**WORK INSTRUCTIONS**
Each line of the data below containing "about" needs to be listed.
:: DATA FOR PROCESSING
PR #7081, opened 2021-06-18
Add: add utils.to_timestamp_format

sevenc-nanashi:
## Summary

I added a function that makes time mention (Like: `<t:1624048212>`) from datetime.
Note: It only works in Canary, but I think it will work in stable when 2.0 is released.
image

## Checklist

- [ ] This PR fixes an issue.

### DIFF
--- a/discord/enums.py
+++ b/discord/enums.py
@@ -509,6 +509,7 @@ class NSFWLevel(Enum):
     age_restricted = 3
 
 class TimeMentionType(Enum):
+    default         = "f"
     short_date_time = "f"
     long_date_time  = "F"
     short_date      = "d"
--- a/discord/enums.py
+++ b/discord/enums.py
@@ -508,6 +508,15 @@ class NSFWLevel(Enum):
     safe = 2
     age_restricted = 3
 
+class TimeMentionType(Enum):
+    short_date_time = "f"
+    long_date_time  = "F"
+    short_date      = "d"
+    long_date       = "D"
+    short_time      = "t"
+    long_time       = "T"
+    relative        = "R"
+
 T = TypeVar('T')
 
 def create_unknown_value(cls: Type[T], val: Any) -> T:
--- a/discord/enums.py
+++ b/discord/enums.py
@@ -508,7 +508,7 @@ class NSFWLevel(Enum):
     safe = 2
     age_restricted = 3
 
-class TimeMentionType(Enum):
+class TimestampFormat(Enum):
     default         = "f"
     short_date_time = "f"
     long_date_time  = "F"
--- a/discord/utils.py
+++ b/discord/utils.py
@@ -569,7 +569,7 @@ def to_time_mention(time: datetime.datetime) -> str:
     :class:`str`
         A datetime mention for given datetime.
     """
-    return "<t:{}>".format(int(time.timestamp()))
+    return f"<t:{int(time.timestamp())}>"
 
 
 def valid_icon_size(size: int) -> bool:
--- a/discord/utils.py
+++ b/discord/utils.py
@@ -561,8 +561,13 @@ def to_time_mention(time: datetime.datetime) -> str:
 
     Parameters
     -----------
-    when: :class:`datetime.datetime`
+    time: :class:`datetime.datetime`
         The ``datetime`` to make mention.
+
+    Returns
+    --------
+    :class:`str`
+        A datetime mention for given datetime.
     """
     return "<t:{}>".format(int(time.timestamp()))
 
--- a/discord/utils.py
+++ b/discord/utils.py
@@ -572,7 +572,7 @@ def to_time_mention(time: datetime.datetime, mention_type: Optional[TimeMentionT
     :class:`str`
         A datetime mention for given datetime.
     """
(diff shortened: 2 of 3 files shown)


discord/utils.py
```diff
@@ -554,6 +554,19 @@ def utcnow() -> datetime.datetime:
...
+    """A helper function to make a time mention from ``datetime.datetime``.
+
+    .. versionadded:: 2.0
+
+    Parameters
+    -----------
+    when: :class:`datetime.datetime`
+        The ``datetime`` to make mention.
+    """
+    return "<t:{}>".format(int(time.timestamp()))
```
pikaninja, line 572: Given that this targets master, this can be done with a f string

lgaan:
You’ll need to implement the formatting flags along with this. See image for examples.

sevenc-nanashi:
I am not native of English, so typo change request is welcome.

discord/utils.py
sevenc-nanashi: It uses fstring now. thanks

bijij:
Might be nice to implement a `class` which accepts a datetime and via `__format__` and `TimeMentionType` values as the `format_spec` yield the same result.

sevenc-nanashi:
it's good, but i think it should support other timestamp (Like: embed), so it should be other pr.

discord/enums.py
```diff
@@ -508,6 +508,16 @@ class NSFWLevel(Enum):
...
+class TimeMentionType(Enum):
+    default         = "f"
+    short_date_time = "f"
+    long_date_time  = "F"
+    short_date      = "d"
+    long_date       = "D"
+    short_time      = "t"
+    long_time       = "T"
+    relative        = "R"
+
```
bijij, line 520: I'm not sure this needs to be an Enum, just type hinting the argument with `typing.Literal` probably suffices just file.

Either way unsure if `Mention` if the correct name for this, it's not neccisarrily a mention. just a markdown represenation of a unix timestamp.

Api Docs call this a style so perhaps

`UnixTimestampStyle = Literal["f", "F", "d", "D", "t", "T", "R"]` 

in utils.py would be better suited. can just link to the API docs for what each style does anyway,

discord/utils.py
```diff
@@ -554,6 +555,29 @@ def utcnow() -> datetime.datetime:
...
+    --------
+    :class:`str`
+        A datetime mention for given datetime.
+    """
+    if mention_type is None or mention_type is TimeMentionType.default:
+        return f"<t:{int(time.timestamp())}>"
+    else:
+        return f"<t:{int(time.timestamp())}:{mention_type.value}>"
+
+
```
bijij, line 580: Same as above, unsure about the naming, `to_timestamp_format` might be a better suited name?

bijij (commented):
I agree d.py needs a helper method to create these, but I'm not certain about some of the choices made.

discord/enums.py
nihaals: I disagree, an enum seems to be more fitting for this, and just using `Literal` wouldn't really fit in with the rest of the lib

sevenc-nanashi:
I just made a typo(I was editing on browser and I pushed Enter accidentally), so i force pushed

discord/utils.py
sevenc-nanashi: I changed to `to_timestamp_format`, thanks

discord/utils.py
```diff
@@ -554,6 +555,29 @@ def utcnow() -> datetime.datetime:
...
+    Returns
+    --------
+    :class:`str`
+        A datetime mention for given datetime.
+    """
+    if mention_type is None or mention_type is TimeMentionType.default:
+        return f"<t:{int(time.timestamp())}>"
+    else:
+        return f"<t:{int(time.timestamp())}:{mention_type.value}>"
```
bijij, line 578:
```suggestion
    if format_type is None or format_type is TimestampFormat.default:
        return f"<t:{int(time.timestamp())}>"
    else:
        return f"<t:{int(time.timestamp())}:{format_type.value}>"
```

bijij (changes requested):
These variables need to be renamed.

discord/utils.py
sevenc-nanashi: Thanks!

sevenc-nanashi: Thanks!

Rapptz:
Thanks but I don't think this is the approach I want to take for this feature. I think there are two types of syntaxes that can be used:

```py
f'{discord.utils.timestamp(dt):R}'
```

or
```py
f'{discord.utils.format_dt(dt, "R")}'
```

Compared to this PR:
```py
f'{discord.utils.to_timestamp_format(dt, discord.TimestampFormat.relative)}'
```

You'll note the first two of these have a few quirks:

1. They don't use an enum
2. They are inside an f-string

The reason for this is because I imagine a vast majority of use cases for this formatting tool is going to be, well, for formatting. Since formatting is a string based operation these will generally be placed within an f-string for the majority of uses. Having an enum or typing out the opposite string literal will have low ergonomics. I'm not sure which approach I'm going to take for this feature, but it's not the one in this PR, sorry.

PR #7087, opened 2021-06-20
Add a __str__ to EmptyEmbed so that __repr__ is not used

Bluenix2:
## Summary

Doing `str()` on EmptyEmbed would give `Empty.Embed` instead of an empty string as could be expected.


Rapptz:
I'm not sure I expect an empty string here. When you do `str(None)` you get `None`.

PR #7088, opened 2021-06-20
Localize Embed.timestamp during assignment

thegamecracks:
## Summary

This provides consistency between setting the timestamp through the constructor and through assignment, since originally it would interpret naive datetimes in constructor as local time but interpret the same datetime during `.timestamp =` assignment as UTC.

## Checklist

- [ ] This PR fixes an issue.


quiprr (approved):
haven't tested but lgtm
::::
**SOLUTION TO THE EXERCISE**
bijij, line 580: Same as above, unsure about the naming, `to_timestamp_format` might be a better suited name?
I agree d.py needs a helper method to create these, but I'm not certain about some of the choices made.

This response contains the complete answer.